Reinforcement learning also has a much higher limit to what it can do compared to supervised learning. For example, if you were training a bot to play track mania, recorded each frame and your move, and then trained a model off of this, the model would only be as good as you, and would never be better. Reinforcement learning works a lot more like human learning by itself, while supervised learning works a bit like a person being taught directly how to do it. Supervised learning may be easier, but in the end, it can be limiting.
How Reinforcement Learning Works
Before we can fully understand how reinforcement learning works, we first need to understand how a neural network works. In a nutshell, a neural network is just a mathematical function. It takes in an input and gives an output. To understand it fully, let’s think of it as one input one output, and zero hidden layers. This could be represented with f(x) = mx + b
. Look familiar?
Then we would establish what we are going to train this model on, In this example we’ll say that we want f(x) to be 5 when x is 1. To do this we’d run the model f(1) = m(1) + b
and gather the output (m and b are randomly initialized). Then we would compare what the model says f(1) is against what we want it to be (5).
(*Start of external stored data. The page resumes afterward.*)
PR #440, opened 2022-12-11
Make it easier to use custom classes as request parameters

TommyPersson:
Follows the JAX-RS spec by allowing classes with:
* A static `valueOf(String)`-method
* A static `fromString(String)`-method
* A `String`-constructor

### DIFF
--- a/jaxrs/src/main/java/se/fortnox/reactivewizard/jaxrs/params/deserializing/CustomClassDeserializerFactory.java
+++ b/jaxrs/src/main/java/se/fortnox/reactivewizard/jaxrs/params/deserializing/CustomClassDeserializerFactory.java
@@ -6,6 +6,10 @@ import java.lang.reflect.Modifier;
 import java.util.Arrays;
 
 class CustomClassDeserializerFactory {
+
+    private CustomClassDeserializerFactory() {
+    }
+
     @Nullable
     public static <T> Deserializer<T> createOrNull(Class<T> cls) {
         var methods = cls.getMethods();
--- a/jaxrs/src/main/java/se/fortnox/reactivewizard/jaxrs/params/deserializing/CustomClassDeserializerFactory.java
+++ b/jaxrs/src/main/java/se/fortnox/reactivewizard/jaxrs/params/deserializing/CustomClassDeserializerFactory.java
@@ -1,30 +1,37 @@
 package se.fortnox.reactivewizard.jaxrs.params.deserializing;
 
+import se.fortnox.reactivewizard.util.LambdaCompiler;
+
 import javax.annotation.Nullable;
+import java.lang.invoke.MethodHandles;
+import java.lang.reflect.Constructor;
 import java.lang.reflect.Method;
 import java.lang.reflect.Modifier;
 import java.util.Arrays;
+import java.util.function.Function;
 
 class CustomClassDeserializerFactory {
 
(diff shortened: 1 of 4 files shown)


jaxrs/src/main/java/se/fortnox/reactivewizard/jaxrs/params/deserializing/DeserializerFactory.java
```diff
@@ -18,87 +19,109 @@
...
+        var paramCls = ReflectionUtil.getRawType(paramType.getType());
 
         if (List.class.isAssignableFrom(paramCls)) {
-            Class<?>     elementType = ReflectionUtil.getGenericParameter(paramType.getType());
+            var          elementCls = ReflectionUtil.getGenericParameter(paramType.getType());
             Deserializer elementDeserializer;
 
-            if (elementType.isEnum()) {
-                elementDeserializer = new EnumDeserializer(elementType);
+            if (elementCls.isEnum()) {
```
JonasHallFnx, line 72: Can this be skipped now since you will do this at line 102 now?

jaxrs/src/main/java/se/fortnox/reactivewizard/jaxrs/params/deserializing/CustomClassDeserializerFactory.java
```diff
@@ -0,0 +1,92 @@
...
+            .orElse(null);
+
+        if (method != null) {
+            return value -> {
+                try {
+                    if (value == null) {
+                        return null;
+                    }
+
+                    return (T)method.invoke(null, value);
```
JonasHallFnx, line 54: Perhaps you can use `LambdaCompiler.compileLambdaFunction` to avoid reflection at runtime? Applies below as well.

TommyPersson: I'll have a look.

jaxrs/src/main/java/se/fortnox/reactivewizard/jaxrs/params/deserializing/CustomClassDeserializerFactory.java
```diff
@@ -0,0 +1,92 @@
...
+class CustomClassDeserializerFactory {
+
+    private CustomClassDeserializerFactory() {
+    }
+
+    @Nullable
+    public static <T> Deserializer<T> createOrNull(Class<T> cls) {
+        var methods = cls.getMethods();
+
+        var valueOfDeserializer = findStaticMethodDeserializer(methods, "valueOf", cls);
```
flowertwig: Optional can be used to skip the nullchecks here if you wish, but it's not necessary.

```
return ofNullable(findStaticMethodDeserializer(methods, "valueOf", cls))
			.or(() -> ofNullable(findStaticMethodDeserializer(methods, "fromString", cls)))
			.or(() -> ofNullable(findConstructorDeserializer(cls)))
			.orElse(null);
```

TommyPersson: I'll let you decide. I personally slightly prefer the null-checks in this scenario.

JonasHallFnx (approved):

softqwewasd (approved):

Next, we run what is called “backpropagation” on the mode to tune it so that it is closer to 5. After a couple of iterations, the complete function could look something like f(x) = 3.3x + 1.7
. To make the like more precise (with just f(1) = 5 to go off of, our m and b values could be any numbers that add to five) we would just need to include more training examples.
Note that this is a very simplified explanation. Check out 3blue1brown’s series on the topic
Reinforcement learning works in a very similar way to this, except we just don’t know the desired output, only the reward associated with what the model gives us.
Say that you have a model that plays a snake. You want the snake to move towards the apple, so you might say +1 reward if the snake moves towards the apple and -1 if it moves away.
When you get your model's action for the first time, it spits out a random array of numbers, the highest number being the action that the model wishes to take.
For example, let’s say that you are making a snake game. For your inputs to the model, you could pass the angle to the apple and the distance to the apple. You could represent this as [90, 4]
, showing that the apple is 4 blocks up from the snake's head.
In our example, the output would look something like [0.075, 0.5, 0.4, 0.025]
. This tells you that the model is 50% sure that the action to take is the second one. You can map this to a direction very easily. You could say action 1 is up, action 2 is down, action 3 is left, and action 4 is right.
If in this hypothetical example going down was the right move, you would give the model a reward of +1.
To be able for your reward to have any effect on the training, you need to amplify the correct options and diminish the incorrect ones. We know action 2 was the correct one because it was associated with a reward of +1, which means all the others can be regarded as “incorrect”. To represent this, we take the reward (+1), multiply it by a variable called “gamma”, which represents the impact rewards have in training (bigger is not always better), then add the original value.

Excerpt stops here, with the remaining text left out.